Exercise description: What lines of the data hold the string "follow"? Copy them all.

Collected data
····················

PR #992, opened 2017-08-17
Fix #988: Add server side identicons

### LINKED ISSUE #988: Add server side shield identicons
This is specs for @marcrowo's benefit.

`/api/v2/recipe/` should have a new field, `identicon_seed`. It should validate that the seed is of the format `generation:seed`, like `v1:asdfasdf`, where the first part is always `v1` (for now), and the second part is any string. If no generation is supplied in the  API, it may add a `v1:` prefix.

There should be a new API, `/api/v2/identicon/${generation}:${seed}.svg` that returns a SVG shield identicon using stable-random generation techniques, like in #983. This should always return the exact same output for the same input, and there should be a test for this.

marcrowo:
Fixes #988, as specified in that issue.


recipe-server/normandy/base/genome.py
```diff
@@ -0,0 +1,138 @@
...
+        self.log = []
+
+    @staticmethod
+    def generate(seed=random.random()):
+        """Asynchronously returns a Genome based on the given seed.
+
+        seed -- Any JSON serializable value. Will be used to seed the
+                genome. If not provided, will be randomly generated.
+        """
+        hash = sha256(json.dumps(seed).encode('utf-8'))
```
mythmon: I think the Python version of this should just call `str()` on seed, instead of using JSON, since Python is better at converting things to strings by default.

recipe-server/normandy/base/genome.py
```diff
@@ -0,0 +1,138 @@
...
+        if self.entropy < needed:
+            raise Exception('Not enough entropy left in genome.')
+        self.entropy -= needed
+        quotient, remainder = divmod(self.chromosome, mod)
+        self.log.append({
+            'reason': reason,
+            'mod': mod,
+            'remainder': str(remainder),
+            'before': str(self.chromosome),
+            'after': str(quotient),
```
mythmon: Converting these to strings isn't needed in Python. It was needed in JS because the big int library didn't print out nicely.

recipe-server/normandy/recipes/api/v2/views.py
```diff
@@ -203,3 +205,98 @@ def close(self, request, pk=None):
...
+        base_luminance = self.hex_luma(base)
+        chosen_color = None
+        pair_luminance = None
+
+        while True:
+            chosen_color = genome.color('counter color')
+            pair_luminance = self.hex_luma(chosen_color)
+
+            if abs(base_luminance - pair_luminance) < 75:
+                break
```
mythmon: From my [comment on #983](https://github.com/mozilla/normandy/pull/983#discussion_r133260738):

> This works well, but I worry about it running a variable number of times, each time using up a bunch of entropy from the Genome. Could we instead filter colors to remove colors that aren't different enough in luminescence, and then run genome.choice only once?

marcrowo: Note: This is also the wrong comparison. It should be `abs(...) > 75`.

recipe-server/normandy/recipes/api/v2/views.py
```diff
@@ -292,4 +292,4 @@ def get(self, request, *, generation, seed):
             }
             context['transform'] = f'scale(100) rotate({rotations[direction]} 0.5,0.5)'
 
-        return render(request, 'identicon.svg', context)
+            return render(request, 'identicon.svg', context, content_type='image/svg+xml')
```
mythmon: I don't think this shouldn't have been indented

mythmon: I don't think this should be indented.

recipe-server/normandy/recipes/api/v2/views.py
```diff
@@ -203,3 +205,91 @@ def close(self, request, pk=None):
...
+        pattern_color = self.pick_pair(genome, field_color)
+
+        context = {
+            'treatment': treatment,
+            'emoji': emoji,
+            'field_color': field_color,
+            'pattern_color': pattern_color,
+        }
+
+        # Add treatment-specific information to context
```
Osmose: Instead of a big if statement based off the treatment names, we could make the treatment values functions that take the `genome` as an argument. Then we can define them statically outside of this function and call them instead of having all of their logic here.

recipe-server/normandy/recipes/urls.py
```diff
@@ -32,4 +32,9 @@
         api_v1_views.ActionImplementationView.as_view(),
         name='action-implementation'
     ),
+    url(
+        r'^api/v2/identicon/(?P<generation>v[0-9]):(?P<seed>.{1,64}).svg',
```
Osmose: @mythmon Thoughts on an API endpoint with `.svg` at the end? I'm on the fence but don't have a great alternative.

recipe-server/normandy/recipes/tests/api/v2/test_api.py
```diff
@@ -722,3 +743,22 @@ def test_cancel_approval(self, api_client, mocked_autograph):
...
+        assert res.status_code == 200
+
+    def test_it_returns_the_same_output(self, api_client):
+        res1 = api_client.get('/api/v2/identicon/v1:foobar.svg')
+        res2 = api_client.get('/api/v2/identicon/v1:foobar.svg')
+        assert res1.content == res2.content
+
+    def test_it_returns_known_output(self, api_client):
+        res = api_client.get('/api/v2/identicon/v1:foobar.svg')
+        with open(Path(settings.BASE_DIR).joinpath(
```
Osmose: Instead of a hanging indent, create the path object on a previous line.

recipe-server/normandy/recipes/tests/api/v2/test_api.py
```diff
@@ -722,3 +743,22 @@ def test_cancel_approval(self, api_client, mocked_autograph):
...
+                'normandy', 'recipes', 'tests',
+                'api', 'v2', 'foobar.svg'), 'rb') as svg_file:
+            assert(svg_file.read() == res.content)
```
Osmose: `assert` is a statement, not a function.

recipe-server/normandy/recipes/templates/identicon.svg
```diff
@@ -0,0 +1,46 @@
...
+                <path d="M 0.5 0.0
+                         C 0.6 0.1, 0.7 0.15, 0.9 0.15
+                         C 0.9 0.5, 0.9 0.8, 0.5 1.0
+                         C 0.1 0.8, 0.1 0.5, 0.1 0.15
+                         C 0.3 0.15, 0.4 0.1, 0.5 0.0"/>
+            </clipPath>
+        </defs>
+        <g clip-path="url(#shield-border)">
+            <rect fill="{{  field_color }}" width="100" height="100"/>
+            {% if treatment == 'TwoColor' %}
```
Osmose: Above I was assuming that the treatment was generating this XML and the template didn't need to know which treatment was being used, and I think that's a cleaner design anyway.

recipe-server/normandy/recipes/migrations/0047_reciperevision_identicon_seed.py
```diff
@@ -0,0 +1,39 @@
...
+        ('recipes', '0046_reset_signatures'),
+    ]
+
+    operations = [
+        migrations.AddField(
+            model_name='reciperevision',
+            name='identicon_seed',
+            field=normandy.recipes.fields.IdenticonSeedField(blank=True, null=True, max_length=64),
+        ),
+        migrations.RunPython(generate_identicon_seeds, generate_identicon_seeds),
```
Osmose: The backwards migration should just be an empty function rather than just re-generating the seeds again.

recipe-server/normandy/recipes/models.py
```diff
@@ -330,6 +336,7 @@ def data(self):
             'channels': list(self.channels.all()),
             'countries': list(self.countries.all()),
             'locales': list(self.locales.all()),
+            'identicon_seed': self.identicon_seed,
```
Osmose: @mythmon This means we'll need another signature-busting migration, right?

recipe-server/normandy/recipes/fields.py
```diff
@@ -34,3 +35,21 @@ def deconstruct(self):
         del kwargs['max_length']
         del kwargs['editable']
         return name, path, args, kwargs
+
+
+class IdenticonSeedField(models.CharField):
```
Osmose: This field class is rad, I like it! :D

recipe-server/normandy/recipes/api/v2/views.py
```diff
@@ -203,3 +205,91 @@ def close(self, request, pk=None):
         approval_request = self.get_object()
         approval_request.close()
         return Response(status=status.HTTP_204_NO_CONTENT)
+
+
+class IdenticonView(views.APIView):
+    @staticmethod
+    def hex_luma(hex):
```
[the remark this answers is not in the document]
marcrowo: @mythmon I think you mentioned something about `@staticmethod` when we discussed this previously? I don't remember exactly what we discussed however.

recipe-server/normandy/base/genome.py
```diff
@@ -0,0 +1,136 @@
...
+
+
+class Genome:
+    """A seedable source that provides arbitrarily sized chunks of randomness."""
+    def __init__(self, chromosome, entropy):
+        self.chromosome = chromosome
+        self.entropy = entropy
+        self.log = []
+        self.colors = [
+            '#002b36',  # base03
```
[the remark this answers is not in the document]
marcrowo: These colors and labeling come from the [Solarized colorscheme](http://ethanschoonover.com/solarized):

solarized palette

recipe-server/normandy/base/genome.py
```diff
@@ -0,0 +1,136 @@
...
+            '#073642',  # base02
+            '#586e75',  # base01
+            '#657b83',  # base00
+            '#839496',  # base0
+            '#93a1a1',  # base1
+            '#eee8d5',  # base2
+            '#fdf6e3',  # base3
+            # '#b58900',  # yellow
```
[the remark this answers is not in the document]
marcrowo: I believe that this is here because we are using a different color than the default yellow from Solarized, but I agree it should be removed.

recipe-server/normandy/recipes/api/v2/views.py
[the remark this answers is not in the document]
mythmon: The standard advice is to not use `@staticmethod`, but instead use a non-class function or `@classmethod`. Since you are not using anything from the class in this method, a non-class function would probably be appropriate.

recipe-server/normandy/base/genome.py
```diff
@@ -0,0 +1,136 @@
+import math
+import random
+import string
+
+from hashlib import sha256
+
+
+class Genome:
```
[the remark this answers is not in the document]
marcrowo: I think this is a question for @mythmon.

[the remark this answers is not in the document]
mythmon: As long as the same guarantees are provided, I'm ok with this. Since we can seed Python's Random class, instead of JS's single global object, we can exert more control over than we could in JS. As long as the same calls in the same order always produce the same results (and we have tests for this), I'm ok with subclassing `Random`.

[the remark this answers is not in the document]
Osmose: Oh, and to clarify, the example above isn't how I think we should end up using the Random class (since it's not subclassing it like I think we should), just on how the objects created by the class work.

recipe-server/normandy/recipes/api/v2/views.py
```diff
@@ -203,3 +205,91 @@ def close(self, request, pk=None):
...
+        # hex color code to RGB
+        hex = hex[1:]  # remove '#'
+        rgb = [int(h, 16) for h in [hex[i: i + 2] for i in range(0, len(hex), 2)]]
+
+        # Determine color luminance based on perceived values.
+        return (0.2126 * rgb[0]) + (0.7152 * rgb[1]) + (0.0722 * rgb[2])
+
+    def pick_pair(self, genome, base):
+        base_luminance = self.hex_luma(base)
+        good_pairs = list(filter(lambda c: abs(base_luminance - self.hex_luma(c)) > 75,
```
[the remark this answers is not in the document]
marcrowo: I think that the `contrasts_well` approach is a good idea. I have added a `Color` class which encompasses various helper functions applied to colors and this class includes `contrasts_well(self, pair_color)`.

recipe-server/normandy/base/genome.py
```diff
@@ -0,0 +1,136 @@
...
+        """Return an integer in the range [0, mod), and deduct the correct
+        amount of entropy from the pool. Vulnerable to modulus-bias when
+        `mod` is not a power of two.
+        This is the fundamental way to consume a Genome. All the other
+        methods below that use entropy defer to this method.
+        """
+        needed = math.log2(mod)
+        if self.entropy < needed:
+            raise Exception('Not enough entropy left in genome.')
+        self.entropy -= needed
```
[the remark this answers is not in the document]
marcrowo: This seems reasonable. AFAIK `divmod` will only throw if attempting to divide by 0.

recipe-server/normandy/recipes/templates/identicon.svg
marcrowo: As discussed in person, we decided that since there are only two treatments, it's better to leave the template as is.

recipe-server/normandy/recipes/urls.py
mythmon: I'm ok with it. We aren't doing it here, but DRF can be configured to vary based on the extension of the API endpoint called. So in theory, `/api/v2/identicon/v1:foo.svg` could return the image, and `/api/v2/identicon/v1:foo.json` could return a JSON version of the data used to generate the svg. I think for non-json endpoints, this is a good idea.

recipe-server/normandy/recipes/models.py
mythmon: No, because `identicon_seed` isn't a part of the signed part in `canonical_json`.

recipe-server/normandy/recipes/api/v2/shield_identicon.py
```diff
@@ -0,0 +1,81 @@
...
+
+
+def pick_pair(genome, base_color):
+    good_pairs = [
+        color for color in genome.colors if base_color.contrasts_well(color)]
+    assert len(good_pairs), 'no colors satisfy the luminance requirement'
+    return genome.choice(good_pairs)
+
+
+def single_color(genome, context):
```
Osmose: Passing in an object that gets modified is a pattern we typically avoid; instead, consider returning an object, and then updating the context with it using `context.update(extra)` in `generate_svg`.

Modifying an argument as a way of returning data isn't recommended because it makes it harder to track where mutations are happening to your data. In this small case it's pretty easy to understand, but broadly applied, the pattern makes code harder to comprehend, so we just avoid using it at all.

recipe-server/normandy/recipes/api/v2/shield_identicon.py
```diff
@@ -0,0 +1,81 @@
...
+        'top',
+        'bottom',
+        'left',
+        'right',
+        'topLeft',
+        'topRight',
+        'bottomLeft',
+        'bottomRight',
+    ]
+    area = genome.choice(areas)
```
Osmose: You're not using the names anywhere, could you just use `choice` on a list of the values from the `rotations` dict? You could even just generate it with the `range` builtin:

```python
range(0, 360, 45)  # == an iterator containing the angles you want
```

recipe-server/normandy/recipes/api/v2/shield_identicon.py
```diff
@@ -0,0 +1,81 @@
...
+    }
+    context['transform'] = f'scale(100) rotate({rotations[area]} 0.5,0.5)'
+    return context
+
+
+def stripes(genome, context):
+    context['treatment'] = 'Stripes'
+    count = genome.randint(1, 4)
+    padding = genome.uniform(0.1, 0.4)
+    directions = ['vertical', 'horizontal', 'diagonal1', 'diagonal2']
```
Osmose: Same comment here with the directions as above with the areas.

recipe-server/normandy/recipes/api/v2/shield_identicon.py
```diff
@@ -0,0 +1,81 @@
...
+
+
+def generate_svg(genome):
+    treatments = [
+        {'function': single_color, 'weight': 1},
+        {'function': two_color, 'weight': 4},
+        {'function': stripes, 'weight': 6},
+    ]
+    update_context_with_treatment = genome.weighted_choice(treatments)['function']
+    emoji = genome.emoji()
```
Osmose: Nit: No need to store this in a variable, you can just call it directly in the dict below.

recipe-server/normandy/base/color.py
```diff
@@ -0,0 +1,31 @@
+"""This module implements the Color class for Shield identicons."""
+
+
+class Color:
```
Osmose: This class is well-contained and useful. Nice work!

recipe-server/normandy/recipes/api/v2/views.py
```diff
@@ -23,6 +24,8 @@
     RecipeRevisionSerializer,
     RecipeSerializer,
 )
+import normandy.recipes.api.v2.shield_identicon as shield_identicon
```
Osmose: This is equivalent to a `from` import, since we're not renaming the module: `from normandy.recipes.api.v2 import shield_identicon`. We should use that.

Also, these imports should follow our import style guidelines (that no one probably told you about that we should have): http://mozweb.readthedocs.io/en/latest/reference/python-style.html#import-statements

recipe-server/normandy/recipes/api/v2/views.py
```diff
@@ -222,3 +225,15 @@ def close(self, request, pk=None):
         approval_request = self.get_object()
         approval_request.close()
         return Response(status=status.HTTP_204_NO_CONTENT)
+
+
+class IdenticonView(views.APIView):
```
Osmose: This is so much easier to follow, thanks!

recipe-server/normandy/base/tests/test_genome.py
```diff
@@ -0,0 +1,61 @@
...
+        ]
+        assert emoji_values == ['😅', '🐯', '😈']
+
+    def test_color(self, genome):
+        color_values = [
+            genome.color().get_rgb_color(),
+            genome.color().get_rgb_color(),
+            genome.color().get_rgb_color(),
+        ]
+        print(color_values)
```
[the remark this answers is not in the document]
marcrowo: 🙈

recipe-server/normandy/base/genome.py
```diff
@@ -0,0 +1,88 @@
...
+            Color((0x6c, 0x71, 0xc4)),
+            Color((0x26, 0x8b, 0xd2)),
+            Color((0x2a, 0xa1, 0x98)),
+            Color((0x85, 0x99, 0x00)),
+        ]
+
+    def weighted_choice(self, options):
+        """
+        Choose a random object from an array by weight.
+        `options` should be objects with at least a `weight` key.
```
mythmon: Nit: `object` isn't the correct term here. `dict` would be better.

recipe-server/normandy/base/genome.py
```diff
@@ -0,0 +1,88 @@
...
+        sum_weights = sum(o['weight'] for o in options)
+
+        choice = self.randrange(sum_weights)
+        for option in options:
+            choice -= option['weight']
+            if choice <= 0:
+                return option
+        raise Exception('No choices chosen.')
+
+    def letter(self):
```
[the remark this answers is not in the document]
marcrowo: I believe this is correct. I think that this is from a previous version of identicons which used letters instead of emoji.

recipe-server/normandy/recipes/api/v2/shield_identicon.py
```diff
@@ -0,0 +1,169 @@
...
+    def luminance(self):
+        """Determine color luminance based on perceived values."""
+        return ((0.2126 * self.red) +
+                (0.7152 * self.green) +
+                (0.0722 * self.blue))
+
+    def contrasts_well(self, pair_color):
+        """Determine whether self and pair_color contrast well."""
+        base_luminance = self.luminance
+        return abs(base_luminance - pair_color.luminance) > 75
```
Osmose: Nit: Might as well just use `self.luminance` her directly.

recipe-server/normandy/recipes/api/v2/shield_identicon.py
```diff
@@ -0,0 +1,169 @@
...
+        choice = self.randrange(sum_weights)
+        for option in options:
+            choice -= option['weight']
+            if choice <= 0:
+                return option
+        raise Exception('No choices chosen.')
+
+    def emoji(self):
+        """Generates a random emoji."""
+        emojis = ["😄", "😃", "😀", "😊", "😉", "😍", "😘", "😚", "😗", "😙", "😜", "😝", "😛",
```
Osmose: Nit: I totally missed suggesting making this a class property like the colors list, my bad.

recipe-server/normandy/recipes/api/v2/shield_identicon.py
```diff
@@ -0,0 +1,169 @@
...
+                  "🚑", "🚐", "🚲", "🚜", "💈", "🚦", "🚧", "🏮", "🎰", "🗿", "🎪", "🎭", "📍",
+                  "🚩", "💯"]
+        return self.choice(emojis)
+
+    def color(self):
+        """Generates a random color."""
+        return self.choice(self.colors)
+
+
+def pick_pair(genome, base_color):
```
Osmose: Since genome is the first argument, might as well make this a method on the class?

marcrowo: I think that it might make more sense to make this a class method of the Color class instead.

····················

Problem solution:
Also, these imports should follow our import style guidelines (that no one probably told you about that we should have): http://mozweb.readthedocs.io/en/latest/reference/python-style.html#import-statements
Osmose: This is so much easier to follow, thanks!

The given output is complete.